** Opening DATA RECORDS block **
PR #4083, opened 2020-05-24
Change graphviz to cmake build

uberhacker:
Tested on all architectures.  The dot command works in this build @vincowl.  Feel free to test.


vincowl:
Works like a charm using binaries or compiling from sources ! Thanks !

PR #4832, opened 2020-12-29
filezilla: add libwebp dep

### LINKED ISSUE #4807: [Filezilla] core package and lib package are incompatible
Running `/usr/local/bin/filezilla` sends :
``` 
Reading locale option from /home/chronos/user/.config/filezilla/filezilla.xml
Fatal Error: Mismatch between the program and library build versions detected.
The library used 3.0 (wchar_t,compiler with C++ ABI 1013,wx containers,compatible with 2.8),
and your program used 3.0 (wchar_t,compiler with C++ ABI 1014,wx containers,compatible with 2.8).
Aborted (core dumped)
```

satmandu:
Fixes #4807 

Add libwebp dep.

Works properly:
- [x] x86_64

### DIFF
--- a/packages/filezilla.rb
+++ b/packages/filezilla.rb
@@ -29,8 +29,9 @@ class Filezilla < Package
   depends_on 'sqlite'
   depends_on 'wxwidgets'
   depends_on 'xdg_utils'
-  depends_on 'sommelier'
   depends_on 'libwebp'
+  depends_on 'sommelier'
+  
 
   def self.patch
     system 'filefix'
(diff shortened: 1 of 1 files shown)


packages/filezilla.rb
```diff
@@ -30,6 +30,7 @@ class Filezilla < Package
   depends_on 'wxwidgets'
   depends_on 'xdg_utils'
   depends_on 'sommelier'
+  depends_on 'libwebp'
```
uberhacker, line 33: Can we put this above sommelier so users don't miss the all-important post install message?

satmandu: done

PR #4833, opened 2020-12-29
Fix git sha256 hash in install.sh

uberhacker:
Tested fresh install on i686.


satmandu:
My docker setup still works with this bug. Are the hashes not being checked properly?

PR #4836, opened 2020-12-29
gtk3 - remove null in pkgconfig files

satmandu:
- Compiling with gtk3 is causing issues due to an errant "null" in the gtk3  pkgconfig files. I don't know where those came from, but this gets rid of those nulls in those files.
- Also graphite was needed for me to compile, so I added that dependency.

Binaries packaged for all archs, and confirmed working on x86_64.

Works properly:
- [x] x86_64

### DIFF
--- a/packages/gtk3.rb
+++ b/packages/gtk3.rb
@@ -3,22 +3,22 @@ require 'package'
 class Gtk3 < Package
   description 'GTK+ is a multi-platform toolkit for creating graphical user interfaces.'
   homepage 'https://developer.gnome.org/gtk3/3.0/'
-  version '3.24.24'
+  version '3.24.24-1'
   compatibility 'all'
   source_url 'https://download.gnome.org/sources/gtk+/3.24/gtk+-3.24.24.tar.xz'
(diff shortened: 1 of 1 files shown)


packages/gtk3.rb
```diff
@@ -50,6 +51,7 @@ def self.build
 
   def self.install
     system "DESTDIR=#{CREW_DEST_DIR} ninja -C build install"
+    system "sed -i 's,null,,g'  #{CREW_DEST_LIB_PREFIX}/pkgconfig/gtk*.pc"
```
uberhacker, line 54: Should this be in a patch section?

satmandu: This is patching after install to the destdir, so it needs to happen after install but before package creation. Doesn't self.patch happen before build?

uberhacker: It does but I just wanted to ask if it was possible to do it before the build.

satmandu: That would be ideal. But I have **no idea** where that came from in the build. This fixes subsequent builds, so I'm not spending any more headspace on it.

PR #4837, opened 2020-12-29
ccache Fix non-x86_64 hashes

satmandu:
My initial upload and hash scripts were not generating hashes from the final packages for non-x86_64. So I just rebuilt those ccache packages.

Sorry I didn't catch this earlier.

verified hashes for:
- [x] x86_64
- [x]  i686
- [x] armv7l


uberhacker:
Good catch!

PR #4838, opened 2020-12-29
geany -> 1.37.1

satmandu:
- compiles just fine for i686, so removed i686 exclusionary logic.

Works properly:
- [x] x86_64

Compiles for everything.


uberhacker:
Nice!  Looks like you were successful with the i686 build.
** Closing DATA RECORDS block **
:: WHAT IS EXPECTED ::
Retype exactly the lines above, from the one with "Tested on all" through the one with "Tested fresh install on i686.", inclusive.

:: WORKED SOLUTION ::
Tested on all architectures.  The dot command works in this build @vincowl.  Feel free to test.


vincowl:
Works like a charm using binaries or compiling from sources ! Thanks !

PR #4832, opened 2020-12-29
filezilla: add libwebp dep

### LINKED ISSUE #4807: [Filezilla] core package and lib package are incompatible
Running `/usr/local/bin/filezilla` sends :
``` 
Reading locale option from /home/chronos/user/.config/filezilla/filezilla.xml
Fatal Error: Mismatch between the program and library build versions detected.
The library used 3.0 (wchar_t,compiler with C++ ABI 1013,wx containers,compatible with 2.8),
and your program used 3.0 (wchar_t,compiler with C++ ABI 1014,wx containers,compatible with 2.8).
Aborted (core dumped)
```

satmandu:
Fixes #4807 

Add libwebp dep.

Works properly:
- [x] x86_64

### DIFF
--- a/packages/filezilla.rb
+++ b/packages/filezilla.rb
@@ -29,8 +29,9 @@ class Filezilla < Package
   depends_on 'sqlite'
   depends_on 'wxwidgets'
   depends_on 'xdg_utils'
-  depends_on 'sommelier'
   depends_on 'libwebp'
+  depends_on 'sommelier'
+  
 
   def self.patch
     system 'filefix'
(diff shortened: 1 of 1 files shown)


packages/filezilla.rb
```diff
@@ -30,6 +30,7 @@ class Filezilla < Package
   depends_on 'wxwidgets'
   depends_on 'xdg_utils'
   depends_on 'sommelier'
+  depends_on 'libwebp'
```
uberhacker, line 33: Can we put this above sommelier so users don't miss the all-important post install message?

satmandu: done

PR #4833, opened 2020-12-29
Fix git sha256 hash in install.sh

uberhacker:
Tested fresh install on i686.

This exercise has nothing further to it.